April 1, 2026 By Andy Barca

One Man Was Not Enough

Marble portrait of Emperor Diocletian, founder of Rome's diarchy.

By 284 AD, the Roman Empire had worked through roughly twenty emperors in fifty years. Most of them died in the job - which is to say, most of them were killed by the soldiers who had put them there. The problem was not personal failure or moral weakness. There were many problems, but one of the largest one was, well, the geographical size of the state.

The empire covered roughly 5 million square kilometres and somewhere between 50 and 70 million people. It stretched from Hadrian’s Wall in northern Britain to the Euphrates in modern Iraq, from the Rhine delta to the Sahara. A general leading a campaign against Gothic raiders on the Danube could not simultaneously negotiate with Sassanid Persia or suppress a usurper in Gaul. The emperors of the third century kept dying not only because they were weak but because they were attempting to hold together something that one man, in one place, could not hold together. You can read more about how that crisis unravelled here.

Diocletian, who had seized power in 284 after the predictable assassination of his predecessor, understood this as a structural problem rather than a personal one. On 1 April 286, he appointed Maximian as co-Augustus - his equal in rank, his partner in authority, and the man responsible for the western half of the empire while Diocletian managed the east. This was the diarchy: rule by two.

The appointment was not a simple delegation of administrative duties. In Roman political tradition, the emperor was the single apex of legitimacy - the princeps, first citizen, the man through whom all authority flowed. Sharing that title was not a procedure anyone had worked out in advance; it was a deliberate break from a century of precedent. Augustus had dressed his autocracy in republican language, maintaining the fiction of restored governance while holding every lever that mattered. Diocletian went the other direction entirely. He adopted the title Dominus Noster - Our Lord - which Augustus would have found alarming. He required subjects to prostrate themselves in the Persian fashion, to kiss the hem of his robes. He wore a diadem. He replaced the old republican theatre with elaborate court ceremonial. Power no longer concealed itself. It announced itself.

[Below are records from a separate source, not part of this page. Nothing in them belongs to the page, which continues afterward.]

PR #679, opened 2020-04-15
Closes #669 - Added percentile views

### LINKED ISSUE #669: Add Percentile Views to the Agent
* The agent should have a dedicated view Type for computing percentils and min / max
* For the resulting views, sliding windows of data will be stored
* Resulting metrics are exposed as gauges via OpenCensus

JonasKunz:
This change is [Reviewable](https://reviewable.io/reviews/inspectit/inspectit-ocelot/679)


ivansenic:
___
*[inspectit-ocelot-core/src/main/java/rocks/inspectit/ocelot/core/metrics/percentiles/AsyncPercentileRecorder.java, line 45 at r1](https://reviewable.io/reviews/inspectit/inspectit-ocelot/679#-M51GQ_j6bMmg3r1sAwC:-M51Zx9-29UONEeKc-Xs:bifj281) ([raw file](https://github.com/inspectit/inspectit-ocelot/blob/3862f349e04dfb54acd937690a774450dc1bb56b/inspectit-ocelot-core/src/main/java/rocks/inspectit/ocelot/core/metrics/percentiles/AsyncPercentileRecorder.java#L45)):*
<details><summary><i>Previously, ivansenic (Ivan Senic) wrote…</i></summary><blockquote>

So is this queue here only to support sync recording, meaning that the single thread is reading from the queue? Or just to have the writing as fast as possible?

I was looking into following impl, with higher performance and a nice drain method with a consumer:

https://github.com/real-logic/agrona/blob/master/agrona/src/main/java/org/agrona/concurrent/ManyToOneConcurrentArrayQueue.java

Not sure if something like this would be helpful here.. Would be nice if you could specify draining strategy somehow here :) I mean the more conservative you are, you will tend to miss inserting values in the current time window, the more aggressive you are you will be using CPU more..

Did you at all think about this missed values? so you insert it in the buffer too late for the current sliding window, but then you ignore it in the next one as timestamp is too old.. You could easily miss a value and thus have inappropriate results. I think this is easily testable?
</blockquote></details>

OK I think I made a mistake you always report percentiles for the last 15s from asking? This way you can not "lose" a value as I described above right..

ivansenic:
___
*[inspectit-ocelot-core/src/main/java/rocks/inspectit/ocelot/core/metrics/percentiles/PercentileView.java, line 36 at r3](https://reviewable.io/reviews/inspectit/inspectit-ocelot/679#-M5QrU94Asqm-vb1FnKy:-M5QrU94Asqm-vb1FnKz:b-7eovn) ([raw file](https://github.com/inspectit/inspectit-ocelot/blob/eebd56760ea4f0836afc2fe35bfb55459c16175c/inspectit-ocelot-core/src/main/java/rocks/inspectit/ocelot/core/metrics/percentiles/PercentileView.java#L36)):*
> ```Java
>      * The tag value to use for {@link #PERCENTILE_TAG_KEY} for the "minimum" series.
>      */
>     private static final String MIN_METRIC_SUFFIX = "_min";
> ```

should we have suffixes as `/min` to follow the OC standards.. Of course this would be translated to the `_min` in prometheus exporter? How is with sum/count?

PR #687, opened 2020-04-17
Closes #639 - Logback.xml in the configuration server JAR prevents cu…

### LINKED ISSUE #639: Logback.xml in the configuration server JAR prevents custom log configurations
Currently, the configuration server's JAR contains a `logback.xml` file. This is quite handy, because the server is shipped including a nice log format.

Unfortunately, this prevents users from using their custom `logback.xml` file. Defining custom `logback.xml` file using the `loggin.config` or `logback.configurationFile` property is not working but the bundle one is used.

This has to be fixed in order to be able to use external log configurations.

arolfes:
…stom log configurations

first try to read logback.xml from application property logback.configurationFile
second try to read logback.xml from application property logging.config
third try to read logging config from octelot config
fourth read logback.xml from classpath

---
This change is [Reviewable](https://reviewable.io/reviews/inspectit/inspectit-ocelot/687)


arolfes:
The issue is only about configuration-server.
I close this PR

PR #704, opened 2020-04-27
Closes #518 - Refactoring the file access in the configuration server

### LINKED ISSUE #518: Refactor the FileManager with a concept of "Views"
The idea is to simplify the usage of the `FileManager` by introducing the concept of `DirectoryView`s.
`DirectoryView` could be a ninterface with the following methods:
```
interface DirectoryView {
  readFile(String path)
  doesExist(String path)
  listFiles(String path, boolean recursive)
  isDirectory(String path)
}
```

The FileManager would now expose two methods returning different Implementations of such Views:
`workingDirectory()` and `versioned(String version)`. The working-directory implementation would allow the editing of files in addition whereas the versioned implementation is backed by git and exposes additional information such as the commit date or the author.

In addition the FIleManager has functionality for querying available versions, commiting, performing a rollback, etc..

Why would this be beneficial?
Firstly many places of file access actually don't care if it's the working-directory or a versioned one, like the Agent-Configuration-loader or potential future implementations for doing server side validation. This makes such code less error prone. It avoids for example accidently doing a `doesExist()` on the working-directory while actually reading files from a specific version.

In addition it avoids race conditions when reading files from the current latest version, because a view would always refer to a fixed version, even if in the mean-time a new commit to the master branch happens.

mariusoe:
This change is [Reviewable](https://reviewable.io/reviews/inspectit/inspectit-ocelot/704)


ivansenic:
___
*[components/inspectit-ocelot-configurationserver/src/main/java/rocks/inspectit/ocelot/file/accessor/AbstractFileAccessor.java, line 105 at r1](https://reviewable.io/reviews/inspectit/inspectit-ocelot/704#-M63yKUM5grwmtUVfdzf:-M6TkNriAzJzbMcdUqyk:b32w0x) ([raw file](https://github.com/inspectit/inspectit-ocelot/blob/d2dd378cd4f603f48e3dd00c9cabfa21388b776f/components/inspectit-ocelot-configurationserver/src/main/java/rocks/inspectit/ocelot/file/accessor/AbstractFileAccessor.java#L105)):*
<details><summary><i>Previously, mariusoe (Marius Oehler) wrote…</i></summary><blockquote>

I would keep it with the concret definition. Imo its easier to understand and you ensure, that the user specifies two parameters and not only one or maybe more than 3.
</blockquote></details>

OK

PR #718, opened 2020-05-05
Closes #717 - Deleting config files using keyboard

### LINKED ISSUE #717: Deleting config files using keyboard
As normal editors usually allow for deleting files by pressing the delete key, it would be nice having this as well.

ArianeKraus:
This change is [Reviewable](https://reviewable.io/reviews/inspectit/inspectit-ocelot/718)


mariusoe:
Can you're tests are failing because the files are not formatted correctly.

Run `yarn lint:fix` and `format:write` to show the problems, and solve the ones which can be solved automatically.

Seven years later, in 293, Diocletian extended the system. He and Maximian each appointed a subordinate Caesar - junior emperors assigned to specific frontiers who would eventually succeed the senior Augusti. Diocletian took Galerius; Maximian took Constantius Chlorus. The result was the Tetrarchy: four rulers, four headquarters distributed across the empire’s most contested zones. Diocletian governed from Nicomedia in Asia Minor. Maximian from Milan. Constantius from Trier. Galerius from Sirmium. Rome itself - Rome, which had given the empire its name - became, for the first time, administratively marginal. The Senate still met. The city still had its bread dole and its chariot races. But the real business of empire happened wherever the armies were.

The administrative reforms that accompanied the Tetrarchy were equally sweeping. Diocletian divided the existing provinces into roughly a hundred smaller units and grouped them into twelve larger dioceses - a word the Catholic Church later borrowed for its own organisational purposes. He doubled the size of the army, paying for it with a revised tax system that assessed land and population directly, producing census records of the kind Rome had not attempted in generations. Civil and military careers, previously intertwined, were formally separated: governors no longer commanded troops; generals no longer governed civilians. The professional bureaucracy expanded to fill the gap.

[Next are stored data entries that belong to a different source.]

PR #760, opened 2020-05-27
Add 2end Copy from boomerang.js with the Name inspectit.js

### LINKED ISSUE #748: EUM / boomerang.js blocked by ublock Origin EasyPrivacy list
If one has AdBlocker "ublock" activated the "easyprivacy list" is blocking "/boomerang.js"
There should be a way to set a alias name for boomerang.js

mc-chaos:
Close #748

---
This change is [Reviewable](https://reviewable.io/reviews/inspectit/inspectit-ocelot/760)

### DIFF
--- a/components/inspectit-ocelot-eum-server/build.gradle
+++ b/components/inspectit-ocelot-eum-server/build.gradle
@@ -40,6 +40,12 @@ bootJar {
 		include "boomerang.js"
 		into "static/boomerang"
 	}
+	from ("$buildDir/boomerang-${boomerangVersion}"){
+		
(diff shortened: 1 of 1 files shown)


mariusoe:
Thanks for the contribution @mc-chaos 

But we think that providing multiple boomerang files with different names is not the best solution for this problem. Because we have the same file(s) multiple time and we are again bound to the specified name.
We would rather do it the way you already suggested in the ticket - providing a configuration option to set an alias for the file.

mc-chaos:
We will go an other way

PR #771, opened 2020-06-03
Creating hooks for event generation

ArianeKraus:
This change is [Reviewable](https://reviewable.io/reviews/inspectit/inspectit-ocelot/771)


ArianeKraus:
___
*[inspectit-ocelot-core/src/main/java/rocks/inspectit/ocelot/core/instrumentation/hook/MethodHookGenerator.java, line 221 at r1](https://reviewable.io/reviews/inspectit/inspectit-ocelot/771#-MBY3BZj1PoMT9QbMNrC:-MBYYUaX8EFZVrBFrv5Q:b-v76f2z) ([raw file](https://github.com/inspectit/inspectit-ocelot/blob/7ae2d94aff8165f09a30e32092a1614be4d8371e/inspectit-ocelot-core/src/main/java/rocks/inspectit/ocelot/core/instrumentation/hook/MethodHookGenerator.java#L221)):*

Why is the event-name a data-key?
</blockquote></details>

I found it useful being able to provide the resulting event name, with which the event will be exported to be provided as a variable as well... Since it is possible to define one event for multiple scopes it should be possible to differentiate them right away.

More of an example: I've got multiple scopes where each should create the same event with attributes. The only difference apart from the values is the event name, which is (in my case) based on the called method name. So in this case the event name can be provided as a data key and the difference would have been processign the events afterwards or defining a new rule for each scope

ArianeKraus:
___
*[inspectit-ocelot-core/src/main/java/rocks/inspectit/ocelot/core/instrumentation/hook/MethodHookGenerator.java, line 239 at r1](https://reviewable.io/reviews/inspectit/inspectit-ocelot/771#-MBY3Hq91cHjNWugruuC:-MBYaTQCEtkUMEFp5CNE:b-b9y98o) ([raw file](https://github.com/inspectit/inspectit-ocelot/blob/7ae2d94aff8165f09a30e32092a1614be4d8371e/inspectit-ocelot-core/src/main/java/rocks/inspectit/ocelot/core/instrumentation/hook/MethodHookGenerator.java#L239)):*

What about lists?
</blockquote></details>

Later :)

PR #779, opened 2020-06-10
Develop

bunckelvhv:
Support for JBoss Logmanager. Native Logger of JBoss EAP and WildFly. https://github.com/jboss-logging/jboss-logmanager/blob/master/core/src/main/java/org/jboss/logmanager/MDC.java

---
This change is [Reviewable](https://reviewable.io/reviews/inspectit/inspectit-ocelot/779)


mariusoe:
This change has been included in PR #800 and #799

PR #219, opened 2021-07-26
Configure cookie session

ICoxCH:


mattch1 (approved):

src/app.ts
```diff
@@ -38,12 +39,9 @@ app.set("views", path.join(__dirname, "views"));
 app.set("view engine", "html");
 
 // apply middleware
-// TODO get key and timeout from config
 app.use(cookieSessionMiddleware({
-  keys: ["TO BE CHANGED"],
-  // Cookie Options
-  maxAge: 60 * 60 * 1000 // 1 hours
-} as any) as any);
+  keys: [COOKIE_SECRET]
```
markpit, line 43: should we leave the maxAge in until we add it to config?

ICoxCH: Max age isnt used by the middleware as far as i can see

markpit (approved):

The most remarkable act came last. In 305, Diocletian did something no Roman emperor had ever done: he resigned. Voluntarily, while still healthy enough to refuse to leave, he abdicated and retired to his palace at Split on the Dalmatian coast, where he ostensibly grew vegetables. When political allies later urged him to return to power, he reportedly told them he wished they could see the cabbages he had raised with his own hands, and they would not ask him again. He compelled Maximian to abdicate at the same time. The two Caesars became the new Augusti; two new Caesars were appointed beneath them. The system was designed to reproduce itself, peacefully, through merit rather than blood.

It did not. Within two years of Diocletian’s retirement, Maximian had reversed his abdication, Constantius had died and been succeeded by his son Constantine - the troops having proclaimed him on the spot, ignoring the succession mechanism entirely - and Maxentius, Maximian’s son, had been proclaimed emperor in Rome by the Praetorian Guard. By 310 there were six simultaneous claimants - a total mess in place of order. By 324, Constantine had eliminated all of them and ruled alone.

But the structural changes outlasted the Tetrarchy’s political failure. Constantine kept the divided provinces. He kept the separation of civil and military careers. He kept the bureaucratic apparatus and the Dominus Noster formula and the court ceremonial. He moved his capital to a new city on the Bosphorus, which he named after himself, and that city governed a Roman Empire for another eleven centuries after the western provinces had ceased to be Roman altogether.

The diarchy Diocletian established on 1 April 286 lasted, in its original form, less than twenty years. The logic behind it - that governing this much territory requires more than one centre of authority - outlasted the western empire by a millennium. That is a reasonable return on a decision that most of his predecessors, had they survived long enough to make it, would probably have reached themselves.